WHAT THE TASK ASKS: All the data below needs to be retyped exactly as shown.

DATA SUPPLIED:
=== Begin Enclosure ===

PR #332, opened 2021-07-01
Allow customizing security context

owais:
This allows users to customize the container security context settings. It's helpful when some collector features need elevated privileges.

### DIFF
--- a/PROJECT
+++ b/PROJECT
@@ -12,4 +12,3 @@ resources:
 version: "3"
 plugins:
   manifests.sdk.operatorframework.io/v2: {}
-  scorecard.sdk.operatorframework.io/v2: {} 
--- a/api/v1alpha1/opentelemetrycollector_types.go
+++ b/api/v1alpha1/opentelemetrycollector_types.go
@@ -51,6 +51,11 @@ type OpenTelemetryCollectorSpec struct {
 	// +operator-sdk:gen-csv:customresourcedefinitions.specDescriptors=true
 	ServiceAccount string `json:"serviceAccount,omitempty"`
 
+	// SecurityContext will be set as the container security context.
+	// +optional
+	// +operator-sdk:gen-csv:customresourcedefinitions.specDescriptors=true
+	SecurityContext *v1.SecurityContext `json:"securityContext,omitempty"`
+
 	// VolumeClaimTemplates will provide stable storage using PersistentVolumes. Only available when the mode=statefulset.
 	// +optional
 	// +listType=atomic
--- a/bundle/manifests/opentelemetry-operator.clusterserviceversion.yaml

=== End Enclosure ===

ANSWER AREA:
PR #332, opened 2021-07-01
Allow customizing security context

owais:
This allows users to customize the container security context settings. It's helpful when some collector features need elevated privileges.

### DIFF
--- a/PROJECT
+++ b/PROJECT
@@ -12,4 +12,3 @@ resources:
 version: "3"
 plugins:
   manifests.sdk.operatorframework.io/v2: {}
-  scorecard.sdk.operatorframework.io/v2: {} 
--- a/api/v1alpha1/opentelemetrycollector_types.go
+++ b/api/v1alpha1/opentelemetrycollector_types.go
@@ -51,6 +51,11 @@ type OpenTelemetryCollectorSpec struct {
 	// +operator-sdk:gen-csv:customresourcedefinitions.specDescriptors=true
 	ServiceAccount string `json:"serviceAccount,omitempty"`
 
+	// SecurityContext will be set as the container security context.
+	// +optional
+	// +operator-sdk:gen-csv:customresourcedefinitions.specDescriptors=true
+	SecurityContext *v1.SecurityContext `json:"securityContext,omitempty"`
+
 	// VolumeClaimTemplates will provide stable storage using PersistentVolumes. Only available when the mode=statefulset.
 	// +optional
 	// +listType=atomic
--- a/bundle/manifests/opentelemetry-operator.clusterserviceversion.yaml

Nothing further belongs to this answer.